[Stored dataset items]
++++

PR #1335, opened 2020-10-02
Add LinuxTracingUtils/GetThreadState

dpallotti:
This will be used to fetch the state of threads at the beginning of the capture
(although in an approximate way).

### DIFF
--- a/OrbitLinuxTracing/LinuxTracingUtils.h
+++ b/OrbitLinuxTracing/LinuxTracingUtils.h
@@ -31,6 +31,11 @@ std::vector<pid_t> GetAllTids();
 
 std::string GetThreadName(pid_t tid);
 
+// The association between a character and a thread state is documented at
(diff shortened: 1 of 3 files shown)


OrbitLinuxTracing/LinuxTracingUtils.h
```diff
@@ -31,6 +31,8 @@ std::vector<pid_t> GetAllTids();
 
 std::string GetThreadName(pid_t tid);
```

++++

* Your instructions
A bare number is the expected answer: the tally of lines in the records above holding "GetAllTids".

* Exercise solution
2